* [Work instruction]: Every line containing the string "onKernelRequest" is to be copied from the records.

Data records:
Issue #1604, opened 2016-11-10
Versioning with path parameter doesn't set exclusion strategy version


TobiasXy:
Currently I'm setting up versioning for my Rest API which is already using this bundle (and the Symfony Serializer).

I need the requested version in my serializer, because the Controller only returns an entity, but depending on the requested version it should be normalized with a different representation.

If I provide the version through a query string parameter or a header it works fine and I can access the version within the normalizer using `$context['version']`. If I set the version as a path parameter (like `GET /v1/some/entity/123`) it isn't available in the $context variable (i.e. it is the default version), but it is set in the `$request->attributes` parameter bag as expected.

Now after reading a bit through the code the reason seems to be:
For versioning using a query string parameter or a header, the VersionListener

1.  uses a VersionResolver to get the requested version from the request
2.  sets the "version" request attribute
3.  calls the `setExclusionStrategyVersion` method of the ViewHandler

Now for a version parameter in the path, there is no VersionResolver. This is not a problem if you only need the version in the controller, since symfony itself sets the "version" request attribute, but in the Serializer you only get the default version, because of that.

If this is considered to be working as intended for some reason just close this issue and I would write a custom EventListener to do this for me. Otherwise I could create a pull request to fix that.

xabbuh:
This indeed looks like an issue to me. I suggest to split the `VersionListener` to fix this bug. The existing `VersionListener` should only be responsible to set the `version` request attribute when necessary. We can then introduce a new event listener that is executed after the `VersionListener` and sets the view handler's exclusion strategy version based on the request's version attribute (if set).

GuilhemN:
@xabbuh what about adding a `RequestAttributeVersionResolver` instead?

xabbuh:
@GuilhemN But we actually do not need to resolve the attribute anymore. We get that for free thanks to the Symfony routing system. So I don't think we should add this resolver at all.

GuilhemN:
Then maybe we could do in the same listener (at the end):
```php
if ($request->attributes->has('version') && $this->viewHandler instanceof ConfigurableViewHandlerInterface) {
    $this->viewHandler->setExclusionStrategyVersion($request->attributes->get('version'));
}
```
?

xabbuh:
That would work too.

GuilhemN:
It's just I think having a new listener is overkill but if you think it's worth it, we can create it.

PR #1605, opened 2016-11-11
Support path versioning for rendering responses

GuilhemN:
see https://github.com/FriendsOfSymfony/FOSRestBundle/issues/1604

### DIFF
--- a/EventListener/VersionListener.php
+++ b/EventListener/VersionListener.php
@@ -25,23 +25,12 @@ class VersionListener
     private $viewHandler;
     private $versionResolver;
     private $defaultVersion;
-    private $version = false;
 
     public function __construct(ViewHandlerInterface $viewHandler, VersionResolverInterface $versionResolver, $defaultVersion = null)
     {
         $this->viewHandler = $viewHandler;
         $this->versionResolver = $versionResolver;
         $this->defaultVersion = $defaultVersion;
-    }
-
-    /**
-     * Gets the version.
-     *
-     * @return mixed
-     */
-    public function getVersion()
-    {
-        return $this->version;
     }
 
     public function onKernelRequest(GetResponseEvent $event)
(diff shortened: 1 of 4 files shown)


EventListener/VersionListener.php
```diff
@@ -53,16 +53,18 @@ public function onKernelRequest(GetResponseEvent $event)
         }
 
         $this->version = $this->versionResolver->resolve($request);
-        if (false === $this->version && null !== $this->defaultVersion) {
+        if (false === $this->version && null !== $this->defaultVersion && !$request->attributes->has('version')) {
             $this->version = $this->defaultVersion;
         }
```
xabbuh: What about changing this to:

```php
if (false === $this->version && $request->attributes->has('version')) {
    $this->version = $request->attributes->get('version');
} elseif (false === $this->version && null !== $this->defaultVersion) {
    $this->version = $this->defaultVersion;
}
```

xabbuh: The code below could then be simplified a bit.

xabbuh: By the way, what was the reason for the `getVersion()` method which requires us to make the event listener stateful?

GuilhemN: In fact we could remove it as we made listeners `@internal`. WDYT?

xabbuh: Oh, I missed the fact that we made it internal in 1.8. So yes, I would update it accordingly. But we can do that in a separate PR.

EventListener/VersionListener.php
```diff
@@ -53,16 +53,24 @@ public function onKernelRequest(GetResponseEvent $event)
...
         $this->version = $this->versionResolver->resolve($request);
+        if (false === $this->version && $request->attributes->has('version')) {
+            $this->version = $request->attributes->get('version');
+        } elseif (false === $this->version && null !== $this->defaultVersion) {
+            $this->version = $this->defaultVersion;
+        }
+
         if (false === $this->version && null !== $this->defaultVersion) {
             $this->version = $this->defaultVersion;
         }
```
xabbuh: This block should be removed now.

EventListener/VersionListener.php
```diff
@@ -53,16 +53,24 @@ public function onKernelRequest(GetResponseEvent $event)
...
+        // Override request attribute
         if (false !== $this->version) {
             $request->attributes->set('version', $this->version);
+        }
 
-            if ($this->viewHandler instanceof ConfigurableViewHandlerInterface) {
-                $this->viewHandler->setExclusionStrategyVersion($this->version);
-            }
+        // Use the resolved version when rendering the response
+        if ($request->attributes->has('version') && $this->viewHandler instanceof ConfigurableViewHandlerInterface) {
```
xabbuh: We can now save a method call here by checking for `$this->version` instead of the request attributes.

EventListener/VersionListener.php
GuilhemN: That's alright, it's not much to do and I won't forget it if I do it now :stuck_out_tongue:

GuilhemN:
Do you see something else to change, or can I merge this? :)

xabbuh:
👍 failures do not seem to be related

Tests/Functional/VersionTest.php
```diff
@@ -79,4 +79,16 @@ public function testDefaultVersion()
...
+    public function testVersionInPath()
+    {
+        $this->client->request(
+            'GET',
+            '/version/2.3',
+            [],
+            [],
+            ['HTTP_Accept' => 'application/json']
+        );
+        $this->assertEquals('{"version":"2.3"}', $this->client->getResponse()->getContent());
```
GuilhemN: I agree, will do it.

PR #1609, opened 2016-11-18
fix parameter incompatibles attribute

### LINKED ISSUE #1608: QueryParam 'incompatibles' attribute does not work as expected
According to the official [symfony docs](http://symfony.com/doc/current/bundles/FOSRestBundle/param_fetcher_listener.html), using the 'incompatibles' attribute it is possible to prevent clients requesting n parameters simultaneously:

> @RequestParam(name="search", requirements="[a-z]+", description="search")
     * @RequestParam(name="byauthor", requirements="[a-z]+", description="by author", incompatibles={"search"})
     * Imagine you have an api for a blog with to get Articles with two ways of filtering
     *   1 by filtering the text
     *   2 by filtering the author
     * and you don't have yet implemented the possibility to filter by both at the same time.
     * In order to prevent clients from doing a request with both (which will produce not the expected
     * resut and is likely to be considered as a bug) you can precise the parameters can't be present
     * at the same time by doing

> 

This is my set up:

```
/**
   * @Annotations\Get(path="/test", options={"expose" = true})
   * @Annotations\QueryParam(
   *    name="search",
   *    requirements="[a-z]+",
   *    description="search"
   * )
   * @Annotations\QueryParam(
   *    name="byauthor",
   *    requirements="[a-z]+",
   *    description="by author",
   *    incompatibles={"search"}
   * )
   */
```

If I call the following url:
```
/test?search=text&byauthor=author
```
as expected, I receive a 400 Bad Request with the following error message:

> 'byauthor' param is incompatible with search param. 

But if i call the following url:
```
/test?search=text
```
I receive a 400 Bad Request with  message:

> 'byauthor' param is incompatible with search param.

IndraGunawan:
fix #1608

### DIFF
--- a/Request/ParamFetcher.php
+++ b/Request/ParamFetcher.php
@@ -195,23 +195,25 @@ class ParamFetcher implements ParamFetcherInterface
      */
     protected function checkNotIncompatibleParams(ParamInterface $param)
     {
+        if (null === $param->getValue($this->getRequest(), null)) {
+            return;
+        }
+
         $params = $this->getParams();
-        if (null !== $param->getValue($this->getRequest(), null)) {
-            foreach ($param->getIncompatibilities() as $incompatibleParamName) {
-                if (!array_key_exists($incompatibleParamName, $params)) {
-                    throw new \InvalidArgumentException(sprintf("No @ParamInterface configuration for parameter '%s'.", $incompatibleParamName));
-                }
-                $incompatibleParam = $params[$incompatibleParamName];
+        foreach ($param->getIncompatibilities() as $incompatibleParamName) {
+            if (!array_key_exists($incompatibleParamName, $params)) {
+                throw new \InvalidArgumentException(sprintf("No @ParamInterface configuration for parameter '%s'.", $incompatibleParamName));
+            }
+            $incompatibleParam = $params[$incompatibleParamName];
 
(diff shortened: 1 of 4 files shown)


Request/ParamFetcher.php
```diff
@@ -196,20 +196,22 @@ public function all($strict = null)
...
-
-            if ($incompatibleParam->getValue($this->getRequest(), null) !== null) {
-                $exceptionMessage = sprintf(
-                    "'%s' param is incompatible with %s param.",
-                    $param->getName(),
-                    $incompatibleParam->getName()
-                );
-
-                throw new BadRequestHttpException($exceptionMessage);
+        if (null !== $param->getValue($this->getRequest(), null)) {
```
IndraGunawan: ok. i will change it

GuilhemN:
It looks like tests are broken.

GuilhemN:
LGTM :+1: 

@xabbuh @lsmith77 is it ok for you as a bug fix or should it be considered a bc break?

xabbuh:
I would say this is a bugfix. Question is how likely is it that someone relied on the previous behaviour?

GuilhemN:
@xabbuh I think the expected behavior is the one of this PR. I don't use this feature myself but I would say it's unlikely that someone relied on the previous behavior.

GuilhemN:
Thank you @IndraGunawan !

PR #427, opened 2025-02-07
Coverpoint cp_sstatus_sbe_endianness_* fully covered

Marina-Bellido:
Completed and fully covered 1 of the 3 coverpoints for EndianS.

### DIFF
--- a/tests/lockstep/priv/EndianS.S
+++ b/tests/lockstep/priv/EndianS.S
@@ -12,10 +12,9 @@
 
 main:
 
-///////////////////////////////// CHANGE CODE LATER !!!!
+///////////////////////////////// 
 // Endianness testing
-// cp_mstatush_mbe_endianness  -> WHERE DOES THIS COME FROM??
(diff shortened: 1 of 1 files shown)


davidharrishmc:
You wrote: cp_mstatus_mbe_endianness -> WHERE DOES THIS COME FROM??  On RV32, the MBE field is in mstatush[5] because there is no mstatus[37] since XLEN = 32.  Does that help?

However, aren’t you using mstatus_sbe in this file?  Should you change all the comments to that, in bit [36] or [4]?

What is the purpose of saving sstatus at line 46?  Should that be mstatus because you are touching mstatus?

You chould share the setendianness code doing the change back to supervisor mode and return.

The coverpoint was called cp_sstatus_sbe_endianness_*.  However, I’d been mistaken: there is no sstatus.SBE, instead it is mstatus.SBE.  I’ve changed the name in the testplan spreadsheet.  Can you change it in the code and in the coverpoints?

PR #435, opened 2025-02-11
fixed infinite loops in InterruptsM tests

HamzaYusufJamal:


HamzaYusufJamal:
Machine-mode and Supervisor-mode external interrupts are now being raised and handled properly. Simulation runs as expected, but InterruptsM coverpoints haven't been merged yet so still no coverage measurements available.

davidharrishmc:
Please pull all of the platform-dependent code (using PLIC and CLINT) to their own functions within WALLY-init-lib and mark them such so it is easy to replace on a platform with a different way of generating eternal or software interrupts.  InterruptsM should call code in WALLY-init-lib to cause and release interrupts, so this code can be shared with the other Interrupt{S/U} files.  Cause_timer_interrupt_now, etc. can move to init-lib because you’ll need it in the other tests too.
The four supervisor interrupt triggers can move to InterruptsS because we don’t know in a M system if there are S interrupts.
Looks like there are still more coverpoints to write, such as cp_interrupts, to finish the InterruptsM testplan.
InterruptsM coverpoints should be about ready.  Please test on the coverpoints.

davidharrishmc:
Wally-init-lib: 
93/97: x1 should be called ra to be consistent with 186/190
91/95/150/153: comments are out of date
Are lines 132-142 duplicating the clearing of STIP, SSIP, SEIP?
308: I don’t understand how andi t1, t1, -2 sets the lowest bit for hart 0.  It seems like it would clear the lsb and leave the other bits untouched.  Couldn’t 307-309 be replaced with sw zero, 0(t0), or am I missing something?
344:-350: shouldn’t there be a sd t0, 0(t1) for RV64 and a sw t0, 04(t1); sw t0, 4(t0) for RV32?
Set_msip is in InterruptsM, while reset_msip is in WALLY-init-lib.  I think set_msip, cause_external_interrupt_*, cause_timer_interrupt_now belong all in one place, which is presumably WALLY-init-lib.  A big header comment should separate these out from the basic trap handler and explain that they are utility functions for the various Interrupts* tests.

InterruptsM.S
369: why is this sw instead of sd?
375, 377: replace with sw t2, 4(t3)

davidharrishmc:
Can you add a short comment here with a summary of the changes you made, and how they relate to the open comments above?

HamzaYusufJamal:
Line numbers have been shifted around somewhat, but all comments have been addressed.
- x1 is now called ra everywhere in WALLY-init-lib.h, and comments reflect the storing/retrieval of t0, t1, and ra
- duplicating the STIP/SEIP/SSIP clears was unintentional, those have been removed
- comment for line 308 was wrong, it was supposed to say "clear lowest bit for hart 0 without affecting other bits." The behavior you described was the intended behavior.
- mistake in reset_timer_compare has been fixed, now has conditional for RV64 and RV32
- Line 369 in InterruptsM.S was a typo, should have been sd.
- mtimecmph is now replaced with a 4 offset from mtimecmp in all locations where it appears.

HamzaYusufJamal:
I've also opened issue #509 to keep track of the hacky method I used to handle vectored interrupts.

davidharrishmc:
Can you make the following fixes soon and post when they are updated?  I’ll merge the PR, and then you can finish the remainder of your coverage and we’ll only have to review the new stuff (wfi?) in your next PR.

WALLY-init-lib.h
373: delete comment about ignoring MTIMECMP upper word
InterruptsM:
Cp_interrupts: needs some more comments to explain your process. Begin with describing the coverpoint you are hitting and how you do it. What are you using s0, s1, s2 for?  Is s0 indicating MIE?  
If you put mie in the inner loop after the jal cause_*_interrupts, you don’t need to go through all of this twice, and don’t need a s0 loop variable for mie.   Along the lines of
Csrci t6, mstatus, 8 # clear mstatus.MIE, preventing interrupts
Jal cause_timer_interrupt_now # set mip.MTIP; shouldn’t do anything because interrupts are disabled
Csrsi t6, mstatus, 8 # set mstatus.MIE, allowing machine timer interrupt to fire if mie.MTIE=1
Jal reset_timer_compare # turn off timer interrupt if necessary
171: seems unnecessary to initialize s2 because you do it at 189 as well
177: This disrupts the other bits in mstatus, which can be important.  Never do a csrrw to mstatus; instead do a csrrc or csrrs of the bit you are trying to change.
178: there’s no need to shift s0 back if you’d changed 176 to slli t0, s0, 3.  Better yet, check s0 and either csrrsi t6, mstatus, 8 or csrrci t6, mstatus, 8, and drop the shift and csrrw.
181: needs more explanation.  What register is controlling which bit you are setting?  How do you p
184-185: the preferred idiom is slli t3, s1, 2
183: This works, but it would be more common to start s1 at 2 at line 170, and decrement s1 at the end of the loop instead of the beginning of the loop.  Same with 193.
198-212: weird way to write a case statement, and hard to follow without comments
215: why intented?
Cp_vectored: similar comments
247-271: largely repeats 191-215.  Can you make this a shared subroutine call? 
274: again hard to read without comments and explanation of what the registers are for
See spreadsheet entry E18.  This test is supposed to check that the highest priority interrupt is taken.  Mie should initially be 0, and then all of the applicable enables should be turned on at once so the highest priority interrupt is taken.  Right now you turn on all the enable bits first, and then begin turning on interrupts, and the first enabled interrupt will be taken rather the highest priority one.
285: what is t0 = 0 for?  Seems like it is changed at 290 without being used
290-292: could be replaced with
Andi t0, s1, 4 # is bit 2 set?
Slli t0, t0, 9 # mie.MEIE = bit 2 of s1
Similar for the next bits
309-10: same trick of andi t0, s2, 4
333-4: could be replaced with csrrw t6, mie, zero # clear all interrupt enables to start fresh
Could you leave a comment at the end that cp_wfi is not yet implemented?

HamzaYusufJamal:
All comments have been addressed, which also brought cp_priority up to 100% covered. There was one mistake in the InterruptsM covergroup that I fixed: cp_vectored says that mie.MEIE/MTIE/MSIE should be all ones, but the coverpoint had it as walking ones instead.

davidharrishmc:
InteruptsM:
I’ve defined STORE and LOAD in WALLY-init-lib.  You can now replace

#ifdef __riscv_xlen
#if __riscv_xlen == 32
addi sp, sp, -4
sw ra, 0(sp)
#elif __riscv_xlen == 64
addi sp, sp, -8
sd ra, 0(sp)
#endif
#else
ERROR: __riscv_xlen not defined
#endif


With
Addi sp, sp, 8-
STORE ra, 0(sp)
And the same thing with LOAD to restore the stack pointer

205,211 + 239-243: could be replaced by csrrw t6, mie, zero
211-223: could replace with csrs t6, mie, -1 or a constant with these three enables set
254: mie.MTIE -> mie.MSIE
280: comment should be # write to enable certain machine interrupts, triggering highest priority pending interrupt

There's a merge conflict on Init-lib now.
Please get one more review from a team member because this is a complicated and important one, and when you are all satisfied, let's merge.

jordancarlin:
> InteruptsM: I’ve defined STORE and LOAD in WALLY-init-lib. You can now replace
> 
> #ifdef __riscv_xlen
#if __riscv_xlen == 32
addi sp, sp, -4
sw ra, 0(sp)
#elif __riscv_xlen == 64
addi sp, sp, -8
sd ra, 0(sp)
#endif
#else
ERROR: __riscv_xlen not defined
#endif

We might want to change those to be `SREG` and `LREG` to match what riscv-arch-test uses so it is easier to migrate later.

davidharrishmc:
Sounds good.  Hamza, would you change that everywhere those are used?

HamzaYusufJamal:
I messed up and made the changes on the wrong branch, so there's a bunch of extra commits not from me because of the rebase. All of the comments have been addressed though, and LREG/SREG are now used everywhere I could see that is applicable.

jordancarlin:
> I messed up and made the changes on the wrong branch, so there's a bunch of extra commits not from me because of the rebase. All of the comments have been addressed though, and LREG/SREG are now used everywhere I could see that is applicable.

Maybe try a `git rebase upstream/main`?

HamzaYusufJamal:
I tried that but it looks like the other commits are still there. I can look into it further if it's important, but as far as I can tell, all of the changes I made are still there.

davidharrishmc:
WALLY-init-lib:
456-482: it would be cleaner to move the la t0, MTIME and la t4, MTIMECMP out of the #ifdef because it is shared between the two branches.  465 will need to change to t4 to be consistent.
473: does this need to be a bgtu?  I haven’t thought closely – please convince yourself one way or another

InterruptsM.S
299-302: this could be li t0, 0x20000A # clear mstatus.TW, MIE, SIE
305-306 could be andi t0, t0, 4 # check bit 2.  Similar for 311-12, 317-18
326: You seem to like ble zero, s2, here and elsewhere.  Most people write this as bge s2, zero because they write while (s2 >= 0) rather than while (0 <= s2).  Similar comments elsewhere in your compares.

HamzaYusufJamal:
I think bgtu is the right one. If I happen to load all 1s from MTIME, then add 0x100 to it, the overflow would make it 0x0...0ff. all 1s !> 0x0....0ff in signed comparison, so with a bgt I'd skip the carry addition, but overflow did occur.

tests/WALLY-init-lib.h
```diff
@@ -44,19 +44,38 @@
...
     #else
-        #define LOAD ld
-        #define STORE sd
+        #define LREG ld
+        #define SREG sd
     #endif
 #else
     ERROR: __riscv_xlen not defined
 #endif
+#define CLINT_MTIME_ADDRESS 0x0200BFF8
```
jordancarlin, line 56: Duplicate on line 42

tests/WALLY-init-lib.h
```diff
@@ -44,19 +44,38 @@
...
 
 .section .text.init
 .global rvtest_entry_point
 
+#define CLINT_BASE_ADDR 0x02000000
+#define PLIC_BASE_ADDR 0x0C000000
+#define GPIO_BASE_ADDR 0x10060000
```
jordancarlin, line 63: Let's keep all of the implementation specific constants at the top so they are easy to find and change.

tests/WALLY-init-lib.h
```diff
@@ -44,19 +44,38 @@
...
+
+#define MTIME           (CLINT_BASE_ADDR + 0xBFF8)
```
jordancarlin, line 65: How is this different from `CLINT_MTIME_ADDRESS`? Can we just have this and avoid the need for `CLINT_MTIME_ADDRESS` to be defined entirely?

tests/WALLY-init-lib.h
```diff
@@ -81,17 +100,31 @@
...
+    SREG ra, -16(tp)
     csrr t0, mcause     # Check the cause
     csrr t1, mtval      # And the trap value
     bgez t0, exception  # if msb is clear, it is an exception
 
-interrupt:              # must be a timer interrupt
+interrupt:              # must be an interrupt
     li t0, -1           # set mtimecmp to biggest number so it doesnt interrupt again
     li t1, 0x02004000   # MTIMECMP in CLINT
     #ifdef __riscv_xlen
```
jordancarlin, line 130: Seems like this section could be simplified to do an `SREG` to set mtimecmp and then an extra store to mtimecmph if it is rv32. Similar to what is done for stimecmp below.

tests/WALLY-init-lib.h
```diff
@@ -113,21 +146,28 @@ interrupt:              # must be a timer interrupt
...
     #endif
+
+    jal reset_msip
+    jal reset_external_interrupts
     li t0, 32
-    csrc sip, t0        # clears stimer interrupt
+    csrc mip, t0       # reset mip.STIP
+    csrci mip, 2       # reset mip.SSIP
+    li t0, 512              # 1 in bit 9
+    csrc mip, t0       # reset mip.SEIP
```
jordancarlin, line 156: Why not do all of this clearing in one step? `csrc` clears all of the bits that are set in rs1, so you should be able to set bits all three bits with the `li` and then clear the whole csr with one `csrc`.

tests/WALLY-init-lib.h
```diff
@@ -170,15 +209,18 @@ trap_return:             # return from trap handler
...
+    LREG ra, -16(tp)
     csrrw tp, mscratch, tp   # restore tp
     mret                     # return from trap
 
 write_tohost:
     la t1, tohost
     li t0, 1            # 1 for success, 3 for failure
-    STORE t0, 0(t1)     # write success code to tohost   
+    SREG t0, 0(t1)     # write success code to tohost   
+    SREG t0, 0(t1)     # write success code to tohost
```
jordancarlin, line 223: Duplicate lines?

tests/WALLY-init-lib.h
```diff
@@ -247,6 +291,265 @@ uncompressedillegalinstructionreturn:            # return from trap handler.  Fa
...
+    li t0, -1               # all 1s
+    la t1, MTIMECMP
+    #ifdef __riscv_xlen
+        #if __riscv_xlen == 32
+            sw t0, 0(t1)
+            sw t0, 4(t1)
+        #elif __riscv_xlen == 64
+            sd t0, 0(t1)
+        #endif
+    #else
```
jordancarlin, line 344: This can be simplified in the same way as mtimecmp above

tests/WALLY-init-lib.h
```diff
@@ -247,6 +291,265 @@ uncompressedillegalinstructionreturn:            # return from trap handler.  Fa
...
+    la t0, INT_PRIORITY_3
+    li t1, 1
+    sw t1, 0(t0)
+
+    # enable interrupts from source 3 (GPIO) in M-mode
+    la t0, INT_EN_00
+    li t1, 0b1000
+    sw t1, 0(t0)
+
+    # clear all interrupt enables to make sure interrupt doesn't go off prematurely
```
jordancarlin, line 382: Maybe I'm missing something, but shouldn't you clear all of the interrupt enables before turning on interrupts from the source instead of after?

tests/WALLY-init-lib.h
```diff
@@ -247,6 +291,265 @@ uncompressedillegalinstructionreturn:            # return from trap handler.  Fa
...
+                write_MTIMECMP:
+                sw t3, 0(t4)          # MTIMECMP = MTIME + 0x100
+                sw t2, 4(t4)          
+        #endif
+    #else
+        ERROR: __riscv_xlen not defined
+    #endif
+    ret
+
+cross_interrupts_m_EP:
```
jordancarlin, line 489: Many of your functions would benefit from a one or two line comment clearly articulating what they do. Especially for ones where the name may not be as immediately obvious like this one.

tests/lockstep/priv/InterruptsM.S
```diff
@@ -0,0 +1,323 @@
...
+#define MTIMECMPH       (CLINT_BASE_ADDR + 0x4004)
+
+#define THRESHOLD_0     (PLIC_BASE_ADDR + 0x200000)
+#define THRESHOLD_1     (PLIC_BASE_ADDR + 0x201000)
+#define INT_PRIORITY_3  (PLIC_BASE_ADDR + 0x00000C)
+#define INT_EN_00       (PLIC_BASE_ADDR + 0x002000)
+#define INT_EN_10       (PLIC_BASE_ADDR + 0x002080)
+
+#define GPIO_OUTPUT_EN  (GPIO_BASE_ADDR + 0x08)
+#define GPIO_OUTPUT_VAL (GPIO_BASE_ADDR + 0x0C)
```
jordancarlin, line 33: All of these are already defined in WALLY-init-lib.h.

jordancarlin (changes requested):
I still need to get through the actual InterruptM.S file, but here is a first round of comments.

tests/WALLY-init-lib.h
HamzaYusufJamal: I realized the code here is a duplicate of my reset_mtimecmp function so I just replaced it with jal reset_mtimecmp.

tests/WALLY-init-lib.h
HamzaYusufJamal: Pretty sure I just got lucky since I'm the only one using GPIO for my tests. Thanks for catching that.

PR #440, opened 2025-02-13
Changed rs1_val to fs1_val for FPR coverpoints

### LINKED ISSUE #439: ZicsrF coverpoints use rs1 instead of fs1
Several coverpoints in ZicsrF are using `rs1_val` for things that seem like they should be `fs1_val`. See example below:

```
  fs1_one: coverpoint ins.current.rs1_val[31:0] {
      bins one = {32'h3f800000};
  }
```

coreyqh:
resolves #439


jordancarlin:
I think this will break things further because the sample function uses rs1_val right now. I can look further into it once the refactor is merged.

PR #424, opened 2025-02-06
Refactor coverage collection

jordancarlin:
- Move riscvISACOV into main repo
- Add instruction decoder
- Lots of updates to functional coverage collection classes and functions

PR #441, opened 2025-02-13
Changed integer casting to XLEN_INT in CP templates

### LINKED ISSUE #437: Review size of integers used in coverpoints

* [Exercise output]:
     public function onKernelRequest(GetResponseEvent $event)
@@ -53,16 +53,18 @@ public function onKernelRequest(GetResponseEvent $event)
@@ -53,16 +53,24 @@ public function onKernelRequest(GetResponseEvent $event)
@@ -53,16 +53,24 @@ public function onKernelRequest(GetResponseEvent $event)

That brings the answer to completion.